- **WHAT THE TASK ASKS**:
Where the string "pass" appears in a line of the data, show that line.
[WORKING DATA]
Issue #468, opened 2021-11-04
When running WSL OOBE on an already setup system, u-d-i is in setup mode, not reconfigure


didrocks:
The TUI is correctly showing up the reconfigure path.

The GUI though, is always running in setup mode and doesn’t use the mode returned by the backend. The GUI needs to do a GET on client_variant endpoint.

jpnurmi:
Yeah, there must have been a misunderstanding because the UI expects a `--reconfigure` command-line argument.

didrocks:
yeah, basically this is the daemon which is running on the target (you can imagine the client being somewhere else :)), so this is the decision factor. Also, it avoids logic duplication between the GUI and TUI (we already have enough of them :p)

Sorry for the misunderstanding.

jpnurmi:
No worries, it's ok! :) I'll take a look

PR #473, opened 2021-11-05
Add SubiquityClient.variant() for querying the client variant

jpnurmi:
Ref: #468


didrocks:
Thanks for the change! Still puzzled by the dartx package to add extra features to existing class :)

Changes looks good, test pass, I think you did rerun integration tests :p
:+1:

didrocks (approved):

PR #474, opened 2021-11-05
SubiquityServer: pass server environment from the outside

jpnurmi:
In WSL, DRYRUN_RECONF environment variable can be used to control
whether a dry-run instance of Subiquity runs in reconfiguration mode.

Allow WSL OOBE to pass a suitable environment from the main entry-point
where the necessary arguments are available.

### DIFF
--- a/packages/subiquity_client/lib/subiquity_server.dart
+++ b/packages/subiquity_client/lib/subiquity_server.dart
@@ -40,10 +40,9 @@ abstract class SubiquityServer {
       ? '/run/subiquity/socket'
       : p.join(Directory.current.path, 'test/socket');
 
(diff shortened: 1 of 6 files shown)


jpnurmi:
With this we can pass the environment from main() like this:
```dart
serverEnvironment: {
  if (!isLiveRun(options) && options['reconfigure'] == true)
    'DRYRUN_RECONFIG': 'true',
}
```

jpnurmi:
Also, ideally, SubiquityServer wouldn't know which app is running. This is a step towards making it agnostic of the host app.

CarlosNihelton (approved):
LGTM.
[/WORKING DATA]
- **EXERCISE OUTPUT**:
Changes looks good, test pass, I think you did rerun integration tests :p
SubiquityServer: pass server environment from the outside
Allow WSL OOBE to pass a suitable environment from the main entry-point
With this we can pass the environment from main() like this:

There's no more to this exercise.